| Try it |
Report every line of the records that includes the word "return".

Data records:
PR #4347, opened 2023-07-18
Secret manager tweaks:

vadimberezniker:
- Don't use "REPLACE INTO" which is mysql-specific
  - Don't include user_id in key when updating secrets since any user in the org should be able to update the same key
--
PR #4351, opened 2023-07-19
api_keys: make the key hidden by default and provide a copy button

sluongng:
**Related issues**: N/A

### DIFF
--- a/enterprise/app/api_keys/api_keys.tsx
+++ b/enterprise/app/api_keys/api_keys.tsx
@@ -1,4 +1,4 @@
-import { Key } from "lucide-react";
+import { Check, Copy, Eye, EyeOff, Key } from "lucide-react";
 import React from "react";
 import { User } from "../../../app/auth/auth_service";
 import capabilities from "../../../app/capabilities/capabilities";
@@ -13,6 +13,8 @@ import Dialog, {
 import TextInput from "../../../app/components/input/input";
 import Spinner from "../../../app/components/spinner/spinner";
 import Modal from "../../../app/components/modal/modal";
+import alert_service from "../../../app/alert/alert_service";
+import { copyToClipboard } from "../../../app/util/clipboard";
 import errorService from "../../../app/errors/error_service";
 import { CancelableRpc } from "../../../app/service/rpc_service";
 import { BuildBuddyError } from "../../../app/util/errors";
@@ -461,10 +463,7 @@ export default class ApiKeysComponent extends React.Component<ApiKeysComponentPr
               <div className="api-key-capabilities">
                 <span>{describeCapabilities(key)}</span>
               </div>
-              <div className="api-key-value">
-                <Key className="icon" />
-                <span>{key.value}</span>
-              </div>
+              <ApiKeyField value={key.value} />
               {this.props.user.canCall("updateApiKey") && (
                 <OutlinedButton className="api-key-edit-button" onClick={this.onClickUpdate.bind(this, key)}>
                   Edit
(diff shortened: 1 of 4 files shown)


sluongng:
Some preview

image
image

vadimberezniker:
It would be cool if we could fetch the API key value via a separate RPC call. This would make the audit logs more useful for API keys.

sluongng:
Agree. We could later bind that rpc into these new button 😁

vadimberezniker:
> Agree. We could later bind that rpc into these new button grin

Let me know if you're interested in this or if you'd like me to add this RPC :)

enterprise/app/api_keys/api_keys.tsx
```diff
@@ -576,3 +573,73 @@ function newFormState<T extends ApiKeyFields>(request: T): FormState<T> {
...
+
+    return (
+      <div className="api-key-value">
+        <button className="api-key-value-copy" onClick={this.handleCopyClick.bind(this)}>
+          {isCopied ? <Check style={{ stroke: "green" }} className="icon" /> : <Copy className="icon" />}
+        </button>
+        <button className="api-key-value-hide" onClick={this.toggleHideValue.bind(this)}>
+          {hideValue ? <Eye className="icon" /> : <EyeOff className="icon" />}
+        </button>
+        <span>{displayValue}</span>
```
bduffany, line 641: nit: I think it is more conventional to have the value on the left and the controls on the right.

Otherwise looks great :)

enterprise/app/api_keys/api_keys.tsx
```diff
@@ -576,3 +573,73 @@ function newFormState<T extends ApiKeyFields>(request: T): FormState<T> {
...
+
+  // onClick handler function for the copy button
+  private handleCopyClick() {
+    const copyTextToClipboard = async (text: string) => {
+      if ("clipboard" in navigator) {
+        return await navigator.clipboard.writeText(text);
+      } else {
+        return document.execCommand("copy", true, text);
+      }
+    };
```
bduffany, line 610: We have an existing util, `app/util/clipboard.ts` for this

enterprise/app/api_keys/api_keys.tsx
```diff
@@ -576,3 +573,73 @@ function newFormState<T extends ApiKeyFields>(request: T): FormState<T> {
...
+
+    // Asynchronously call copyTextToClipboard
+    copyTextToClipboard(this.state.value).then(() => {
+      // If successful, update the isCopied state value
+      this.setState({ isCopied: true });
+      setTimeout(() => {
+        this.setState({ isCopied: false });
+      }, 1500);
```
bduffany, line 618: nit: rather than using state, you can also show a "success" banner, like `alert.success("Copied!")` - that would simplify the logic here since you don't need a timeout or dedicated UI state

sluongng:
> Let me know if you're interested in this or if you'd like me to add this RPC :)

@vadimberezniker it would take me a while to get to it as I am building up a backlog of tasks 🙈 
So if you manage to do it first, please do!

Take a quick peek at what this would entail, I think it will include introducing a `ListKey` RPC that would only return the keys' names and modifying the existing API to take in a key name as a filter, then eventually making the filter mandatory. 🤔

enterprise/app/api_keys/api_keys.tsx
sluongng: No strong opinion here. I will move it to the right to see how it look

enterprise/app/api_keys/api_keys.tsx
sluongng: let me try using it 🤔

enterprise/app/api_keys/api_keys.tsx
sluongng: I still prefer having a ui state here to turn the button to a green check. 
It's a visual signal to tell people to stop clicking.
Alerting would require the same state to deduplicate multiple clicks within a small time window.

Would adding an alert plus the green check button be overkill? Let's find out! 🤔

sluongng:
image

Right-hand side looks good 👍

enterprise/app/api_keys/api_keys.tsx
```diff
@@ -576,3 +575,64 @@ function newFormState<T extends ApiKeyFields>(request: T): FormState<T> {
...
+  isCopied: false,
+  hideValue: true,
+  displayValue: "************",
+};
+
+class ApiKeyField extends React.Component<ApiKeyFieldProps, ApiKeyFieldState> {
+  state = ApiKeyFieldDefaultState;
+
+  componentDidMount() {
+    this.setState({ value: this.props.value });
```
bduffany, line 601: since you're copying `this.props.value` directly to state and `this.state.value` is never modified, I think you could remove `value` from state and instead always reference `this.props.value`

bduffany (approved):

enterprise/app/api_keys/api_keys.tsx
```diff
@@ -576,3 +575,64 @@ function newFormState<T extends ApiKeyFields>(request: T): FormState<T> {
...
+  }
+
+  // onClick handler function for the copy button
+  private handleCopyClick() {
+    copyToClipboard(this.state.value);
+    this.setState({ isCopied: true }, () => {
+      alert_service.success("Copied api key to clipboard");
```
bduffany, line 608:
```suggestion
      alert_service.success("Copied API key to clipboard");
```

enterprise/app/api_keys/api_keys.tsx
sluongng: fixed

| Answer below |
+    return (
+        return await navigator.clipboard.writeText(text);
+        return document.execCommand("copy", true, text);
Take a quick peek at what this would entail, I think it will include introducing a `ListKey` RPC that would only return the keys' names and modifying the existing API to take in a key name as a filter, then eventually making the filter mandatory. 🤔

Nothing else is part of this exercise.